Problem. Among the entries that follow, count the lines that contain the word "then" and say how many there are, writing nothing else.

Material for this task.
PR #3090, opened 2021-10-02
[A11Y] Improve accessibility for discussion reply count on post stream

### LINKED ISSUE #2664: [A11Y] New reply counter is focus-able when not acting as a button
## Bug Report

**Current Behavior**
The reply counter is focusable when 0 new replies are present.

image

**Possible solutions**
1. Remove `tabindex="0"` when the new reply count is 0.
2. Change to `button` element (also allows a11y tech to actually press it in the first place), and use the more syntactically correct disabled` prop.

davwheat:
**Fixes #2664**

- Add new accessibility label to reply count
  - "2 unread replies. Mark replies as read"
  - "8 replies"
- Use `<button>` element when Mark as read feature is active, otherwise use `<span>`

Nothing in particular.

**Confirmed**


davwheat:
I forgot that I already added a screenreader-only class when I made checkboxes focusable in #3014, so I've removed the one I added in this PR.

PR #3094, opened 2021-10-06
Add README documentation to ExtensionPage

imorland:
Adds a button to display an extensions `README` file within a modal directly from the `ExtensionPage`

This is _almost_ a "lift and shift" from `blomstra/readme`. Did I forget any core conventions when migrating this? 

**Screenshot**
image
image

**Confirmed**

### DIFF
--- a/js/src/admin/components/ExtensionPage.js
+++ b/js/src/admin/components/ExtensionPage.js
@@ -11,6 +11,7 @@ import LoadingModal from './LoadingModal';
 import ExtensionPermissionGrid from './ExtensionPermissionGrid';
 import isExtensionEnabled from '../utils/isExtensionEnabled';
 import AdminPage from './AdminPage';
+import ReadmeModal from './ReadmeModal';
 
 export default class ExtensionPage extends AdminPage {
   oninit(vnode) {
@@ -194,6 +195,21 @@ export default class ExtensionPage extends AdminPage {
         );
       }
     });
+
+    const extension = this.extension;
+    items.add(
+      'readme',
+      Button.component(
+        {
+          icon: 'fab fa-readme',
+          class: 'Readme-link',
+          onclick() {
+            app.modal.show(ReadmeModal, { extension });
+          },
+        },
+        app.translator.trans('core.admin.extension.readme.button_label')
+      )
+    );
 
     return items;
   }
--- a/js/src/admin/components/ReadmeModal.js
+++ b/js/src/admin/components/ReadmeModal.js
@@ -1,0 +1,57 @@
+import app from '../../admin/app';
+import Modal from '../../common/components/Modal';
+import LoadingIndicator from '../../common/components/LoadingIndicator';
+import Placeholder from '../../common/components/Placeholder';
+
+export default class ReadmeModal extends Modal {
+  oninit(vnode) {
+    super.oninit(vnode);
+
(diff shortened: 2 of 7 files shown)


locale/core.yml
```diff
@@ -131,6 +131,10 @@ core:
       open_modal: Open Settings
       permissions_title: Permissions
       uninstall_button: Uninstall
+      readme:
```
davwheat, line 134: `readme` should be sorted alphabetically in the keys here (directly below `permissions_title`).

The keys inside `readme` should also be sorted alphabetically.

js/src/admin/components/ExtensionPage.js
```diff
@@ -195,6 +196,21 @@ export default class ExtensionPage extends AdminPage {
       }
     });
 
+    const extension = this.extension;
+    items.add(
+      'readme',
+      Button.component(
+        {
+          icon: 'fab fa-readme',
+          class: 'Readme-link',
```
davwheat, line 205: Maybe `Button--link` could work here instead of styling it as a link manually? Haven't checked, though.

js/src/admin/components/ExtensionPage.js
```diff
@@ -195,6 +196,21 @@ export default class ExtensionPage extends AdminPage {
...
+          onclick() {
+            app.modal.show(ReadmeModal, { extension });
+          },
+        },
+        app.translator.trans('core.admin.extension.readme.button_label')
+      )
+    );
```
davwheat, line 212: Could we give this a priority in the ItemList?

js/src/admin/components/ReadmeModal.js
```diff
@@ -0,0 +1,57 @@
...
+  }
+
+  className() {
+    return 'ReadmeModal Modal--large';
+  }
+
+  title() {
+    const name = this.displayName;
+    return app.translator.trans('core.admin.extension.readme.title', {
+      displayName: name,
```
davwheat, line 25: Could we do away with the extra `name` variable here and directly use `this.displayName()`?

davwheat (changes requested):
All looks good on the whole, just a few nitpicks.

davwheat (approved):

askvortsov1 (changes requested):
I like the frontend a lot, and think this would be a great feature. From a code organization perspective, I'm not sure that the controller directly is the best place for this implementation to live. I'm also hesitant to add new endpoints that are far from complying with the JSON:API spec if not necessary. Left some ideas in the code.

src/Api/Controller/ReadmeController.php
```diff
@@ -0,0 +1,69 @@
...
+        } else {
+            $readme->content = null;
+        }
+
+        if ($readme->content) {
+            $xml = Fatdown::parse($readme->content);
+            $readme->content = Fatdown::render($xml);
+        }
+
+        return $readme;
```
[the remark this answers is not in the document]
imorland: I'm hesitant to include fetching the `README` content as part of the `Extension` class, as _potentially_ this could add a fair amount of data to it that's not always required. Therefore a seperated way of fetching the content is required, I feel.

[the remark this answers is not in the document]
davwheat: An `ExtensionReadme` model could work, I think?

PR #3646, opened 2022-09-16
feat: frontend `Model` extender

SychO9:
**Relies on #3645**

Follow up to the linked PR. Adds a `Model` frontend extender and makes use of it in bundled extensions.

**Necessity**

**Confirmed**


luceos (approved):
I love how much simpler the extensibility becomes in this way 👍

extensions/flags/js/src/forum/extend.ts
```diff
@@ -1,4 +1,12 @@
 import Extend from 'flarum/common/extenders';
+import Post from 'flarum/common/models/Post';
 import FlagsPage from './components/FlagsPage';
+import Flag from './models/Flag';
 
-export default [new Extend.Routes().add('flags', '/flags', FlagsPage)];
+export default [
+  new Extend.Routes().add('flags', '/flags', FlagsPage),
+
+  new Extend.Model(Flag).register('flags'),
```
askvortsov1: Does this mean that one class could be registered for multiple models?

Would attributes / relationships registered on a model be set for all the name bindings it's associated with?

extensions/suspend/js/src/forum/extend.ts
```diff
@@ -0,0 +1,11 @@
+import Extend from 'flarum/common/extenders';
+import User from 'flarum/common/models/User';
+import Model from 'flarum/common/Model';
+
+export default [
+  new Extend.Model(User)
+    .attribute<boolean>('canSuspend')
+    .attribute<Date, string>('suspendedUntil', Model.transformDate)
+    .attribute<string>('suspendReason')
+    .attribute<string>('suspendMessage'),
```
askvortsov1: Perhaps some of these should be nullable?

askvortsov1 (commented):
Do we have any way to declare stubs / bindings so that these supplemental attributes are available through typing?

I know it would need to be done explicitly, but feels like it should be possible.

framework/core/js/src/common/extenders/Model.ts
```diff
@@ -0,0 +1,47 @@
...
+
+export default class Model implements IExtender {
+  private model: { new (): ActualModel };
+  private type: string | null = null;
+
+  public constructor(model: { new (): ActualModel }) {
+    this.model = model;
+  }
+
+  public attribute<T, O = unknown>(name: string, transform: ((attr: O) => T) | null = null): Model {
```
askvortsov1, line 13: We might want to consider attaching things like this in the `extend` stage, so that we can perform safety checks / conflict resolution / "compilation analysis" of some sort.

davwheat:
> Do we have any way to declare stubs / bindings so that these supplemental attributes are available through typing?



I think we've been using a `shims.d.ts` file for adding typings for a while, now.

E.g...

- https://github.com/flarum/framework/blob/b28606b8ef885c67cedff29c45f1c2babf27166b/extensions/package-manager/js/src/admin/shims.d.ts
- https://github.com/blomstra/flarum-ext-fathom-analytics/blob/main/js/%40types/shims.d.ts

SychO9:
⬆️ typing-wise, extender or not, we still have to declare additional typings the same way, though let me check further

extensions/flags/js/src/forum/extend.ts
SychO9: It's a translation of `app.store.models[type] = class;`, and since registering attributes and relationships adds to the class prototype then it would be the case yeah, one could use a model for multiple resource types, although I cat think of a valid use case for that.

extensions/suspend/js/src/forum/extend.ts
SychO9: true

framework/core/js/src/common/extenders/Model.ts
SychO9: Agreed.

extensions/flags/js/src/forum/extend.ts
askvortsov1: Sorry, I forgot to follow up on this. Since the `id` of the model is the text name `'flags'`, that feels like a more obvious constructor argument for the extender. I can see an argument though that requiring the model class itself to be available makes sure it's exported properly, and is available to typing extension. I'm not opposed to doing it this way, just want to ensure that our extenders will have a consistent pattern of type signatures.

extensions/flags/js/src/forum/extend.ts
```diff
@@ -1,4 +1,12 @@
...
+
+  new Extend.Model(Post).hasMany<Flag>('flags').attribute<boolean>('canFlag'),
```
askvortsov1: Is there an option of putting each extender invocation on a separate line for readability, or will the formatter always force it to be like this?

extensions/tags/js/src/forum/extend.ts
```diff
@@ -1,14 +1,22 @@
...
 
 export default [
+  ...commonExtend,
+
   new Extend.Routes()
     .add('tags', '/tags', TagsPage)
     .add('tag', '/t/:tags', IndexPage)
     .helper('tag', (tag) => app.route('tag', { tags: tag.slug() })),
 
   new Extend.PostTypes().add('discussionTagged', DiscussionTaggedPost),
```
askvortsov1: I left a comment above, but this is what I was thinking about; we have `.add('name', Class)` for PostTypes, and `(Class).register('name')` for models. This feels inconsistent

askvortsov1 (changes requested):

extensions/flags/js/src/forum/extend.ts
SychO9: I see where you're coming from. Since the goal here is to add to the store the model class that maps from the model type string `'flags' => Flag` we could either have it as an optional constructor argument, or maybe even better, within a `Store` extender.

```ts
new Store().add('flags', Flag),
```

extensions/flags/js/src/forum/extend.ts
SychO9: Formatter forces it to be this way. We'd probably affect formatting everwhere if we try to do something about it.

askvortsov1: Could leave blank line comments after, maybe?

```
a.call() //
   .call2() //
   .call3(),
```

SychO9: That could work, I'll give it a go

PR #3647, opened 2022-09-17
fix: package manager failures not showing alerts

datlechin:
`LoadingModal` LoadingModal is not closed when the installation fails

Screenshot 2022-09-17 at 19 11 18

**Fixes #0000**

**Screenshot**

**Necessity**

**Confirmed**

**Required changes:**

### DIFF
--- a/extensions/package-manager/js/src/admin/components/Installer.tsx
+++ b/extensions/package-manager/js/src/admin/components/Installer.tsx
@@ -64,7 +64,6 @@ export default class Installer extends Component<InstallerAttrs> {
         body: {
           data: this.data(),
         },
-        errorHandler,
       })
       .then((response) => {
         if (response.processing) {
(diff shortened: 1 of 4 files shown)


askvortsov1 (approved):
Change makes sense. Hopefully the request error handling system will show an error alert too? Not seeing that on the screenshot

datlechin:
@askvortsov1 the point is not showing error when validation failed

Screenshot 2022-09-17 at 19 53 35

SychO9 (commented):
Good catch, for the error though, it would be better to move calling the custom `errorHandler` within `catch` of every package manager request so that it can all fallback to the default error handler instead of having to reinvent the wheel. (*should have done that when I built this but oh well..*)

Task output. 2